Thursday, August 8, 2013

Spying on Cyber Citizens, a foregone conclusion


The NSA PRISM revelations by whistleblower Edward Snowden has blown the lid of one of the largest international surveillance operations of all times. The operation collects information called “metadata” which is an audit trail of all the online activities by cybercitizens.
Querying metadata can reveal the following online activity

1.    Email subject, recipient, message size, attachment name, time sent, senders email id and senders ip address

2.    Surf history such as website visited, time and number of visits

3.    Social network activity such as posts and comments

4.    Voip calls durations, destination number or id, and call time
Once a target has been identified, using the metadata it would be possible to conduct a detailed inspection into the targets email and other such content stored on web properties with interfaces to the PRISM system.

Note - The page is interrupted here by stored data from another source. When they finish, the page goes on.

PR #5510, opened 2023-05-16
Improve search form UX

BurntimeX:
If a user uses the search function within a certain area (e.g. subforum or thread), only the corresponding area will be searched. If the search does not return any results in this case, the "advanced filter" area in the search form is collapsed and therefore not directly visible to the user that advanced filters are active.


dtdesign (changes requested):
Otherwise LGTM

PR #5526, opened 2023-05-25
Allow time function to be used without timestamps

SoftCreatR:
As of now, there's always a time property required. So calling this function without a timestamp results in an exception message.

With this PR, a timestamp is optional. When omitted, it uses TIME_NOW instead.


TimWolla:
It should be fairly rare use-case to output the current time as a relative timestamp (`{time}`) and even for the other formats outputting the current time is likely a rare occurrence.

Adding the `time=TIME_NOW` if that's what is desired is trivial. However by not adding a default value incorrect usages (e.g. `{time timestamp=$foo->time}`, because the parameter was misremembered) are more easily debugged, far outweighting the benefit of having a default value.

SoftCreatR:
Okay, makes sense :)

PR #5551, opened 2023-06-25
Add options to suppress text formatting

dtdesign:
Three new options will allow font color, families and sizes to be disallowed and dynamically stripped. The stripping takes place when outputting the message, preventing the alteration of stored formatting unless the message is actively being added – rebuilding does not modify the formatting.

Partially related: WoltLab/editor#60


wcfsetup/install/files/lib/system/html/output/node/HtmlOutputNodeProcessor.class.php
```diff
@@ -289,4 +289,61 @@ protected function invokeHtmlNode(IHtmlNode $htmlNode)
...
+                }
+
+                return true;
+            });
+
+            $style = \implode(";", $values);
+            if ($style !== "") {
+                $element->setAttribute("style", $style);
+                continue;
+            }
```
TimWolla, line 338: Is an `else` missing here to remove the attribute if it's empty after processing?

dtdesign: Fixed in 0ed94adac902bb751fa7168f5367a6a88eb13d5a

PR #5559, opened 2023-06-28
Dont show button for the comment menu if the menu has no entries

BurntimeX:
ref https://www.woltlab.com/community/thread/300327-kommentarmen%C3%BC-f%C3%BCr-g%C3%A4ste-ohne-funktion/


TimWolla (approved):
Diff LGTM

The collection and use of this information is not subject to authorization by courts and does not seem to be supervised in any way. Foreign citizen have no rights whatsoever as network traffic or content on foreign soil is considered to the property of that nation which legitamises the spying. This is the reason why the global optic fibre network is tapped at every country which has a landing point and the technology to do so.
Most at risk are journalists, politicians, businesses with global interests, businesses involved in competitive negotiation on global bids, bureaucrats and diplomats involved in policy negotiation.

From the revelations of the US PRISM network by the Guardian, it seems that either access to the network or its surveillance points are located at many sites outside the United States. It also proves the adage that in politics there are no permanent friends or permanent enemies, as these surveillance networks spy more on friends than foe.There are many uses for surveillance networks, but history has shown that these are used primarily for economic and political reasons rather than than for national security.
All that Snowden have achieved is to make cyber citizens aware, but in no way has it resulted in the dismantling of the surveillance apparatus. Most countries actually prevent cyber citizens from using secure technologies leaving them wide open to surveillance by many governments and jeopardizing a nation’s economic interests.